In a recent collaboration with our colleagues at the Leibniz Institute of Polymer Research Dresden (IPF), we have developed polymers that show thermally activated delayed fluorescence (TADF) properties with high efficiency. This work has now been published in Advanced Functional Materials under the title: Conjugation-Induced Thermally Activated Delayed Fluorescence (TADF): From Conventional Non-TADF Units to TADF-Active Polymers. Interestingly, the monomer building block does not show TADF but rather only phosphorescence. Hence, the TADF property is induced as a consequence of increased conjugation during polymer formation. Ultimately, the singlet-triplet splitting is reduced in the polymer to allow for TADF. The emitter shows sky-blue emission with roughly 70% PLQY. This report includes the synthesis of the monomer and polymer materials, quantum chemical calculations and a detailed photo-physical characterization.
In this paper entitled ‘Transparent and color-tunable organic light-emitting diodes with highly balanced emission to both sides‘ we demonstrate transparent, two-color, stacked OLEDs that allow for balanced top- and bottom-emission. Making use of ultra thin, composite metal electrodes, this design avoids the use of ITO, such that this architecture can be transferred to flexible substrates. Careful optical design made it possible that the luminance of the device is virtually identical to both viewing directions, which is a great improvement over many earlier device layouts.
Ramon Springer joined the group of Prof. Jang Hyuk Kwon (Department of Information Display, Kyung Hee University, South Korea) to carry out a Master thesis topic within the international Masters course Organic and Molecular Electronics (OME) at the TU Dresden.

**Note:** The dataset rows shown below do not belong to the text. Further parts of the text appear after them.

PR #1284, opened 2018-10-11
Adds proxy support as per #313

samuel-crypto:
Dear Maintainers!
Thank you very much for being extremely helpful and friendly regarding this request.

This pull request adds support for HTTP proxies as per issue #313 
I am submitting the raw working (tested) code, and am hoping it works for everybody and does not break any already existing features.

Some tests seem to fail and I am not quite sure why (tests seemingly unrelated whatsoever with my additions). Personally I didn't really change any logic of the add-on (except additions where necessary) and would appreciate help where possible to fix these!

Thanks again,
I sincerely hope this will eventually get merged.
Samuel.

### DIFF
--- a/src/js/background/assignManager.js
+++ b/src/js/background/assignManager.js
@@ -119,7 +119,7 @@ const assignManager = {
 
   async handleProxifiedRequest(requestInfo) {
     if(requestInfo.tabId === -1)
-      return {type: "direct"};
+      return Utils.DEFAULT_PROXY;
 
     const tab = await browser.tabs.get(requestInfo.tabId);
     const proxy = await proxifiedContainers.retrieveFromBackground(tab.cookieStoreId);
--- a/src/js/background/assignManager.js
+++ b/src/js/background/assignManager.js
@@ -118,8 +118,10 @@ const assignManager = {
   },
 
   async handleProxifiedRequest(requestInfo) {
+
+    // The following blocks potentially dangerous requests for privacy that come without a tabId
     if(requestInfo.tabId === -1)
-      return Utils.DEFAULT_PROXY;
+      return Utils.getBogusProxy();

His thesis task was to develop a white-light emitting, multiple OLED stack based on blue and yellow units to be used in AMOLED displays. Here, aside from the optimization of device efficiency, the color quality and angular stability were parameters to be optimized. His work led to a recent publication in Optics Express entitled “Cool white light-emitting three stack OLED structures for AMOLED display applications“. Congratulations to a very successful research stay abroad.
Our new paper entitled “Adjustable white-light emission from a photo-structured micro-OLED array” published in Light: Science & Applications discusses an approach towards micro-OLED arrays made of differently emitting sub pixels without non-emissive areas. This is achieved using orthogonal lithography techniques in a way that only the first OLED unit is structured while the next one to follow is made in a “fill-the-gap” approach. In this conceptual demonstration, we pair blue and yellow OLEDs in a stripe layout, which can be addressed individually for complete color tunability. Feature sizes of the stripes are down to 20 micrometer.